━━━ RECORD EXTRACTS ━━━

PR #3134, opened 2021-11-16
Improve API of strto* wrappers

gahr:
The signature of the `mutt_str_ato*` functions have been changed to return the endptr argument to the relative libc functions. In addition, I have added wrappers named `mutt_str_ato*_full` that return a bool indicating whether a successful conversion consumed the whole string. So, the changes at API level are

```diff
- if (mutt_str_ato*(...) < 0)
+ if (!mutt_str_ato*(...))
```

and

```diff
- if (mutt_str_ato*(...) != 0)
+ if (!mutt_str_ato*_full(...))
```

Additionally, whoever needs more control can use the returned endptr, see e.g., the changes in mutt/regex.c .

### DIFF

━━━

## WORK REQUEST
Show the lines of the data that hold the word "changes".

## TASK OUTPUT
The signature of the `mutt_str_ato*` functions have been changed to return the endptr argument to the relative libc functions. In addition, I have added wrappers named `mutt_str_ato*_full` that return a bool indicating whether a successful conversion consumed the whole string. So, the changes at API level are
Additionally, whoever needs more control can use the returned endptr, see e.g., the changes in mutt/regex.c .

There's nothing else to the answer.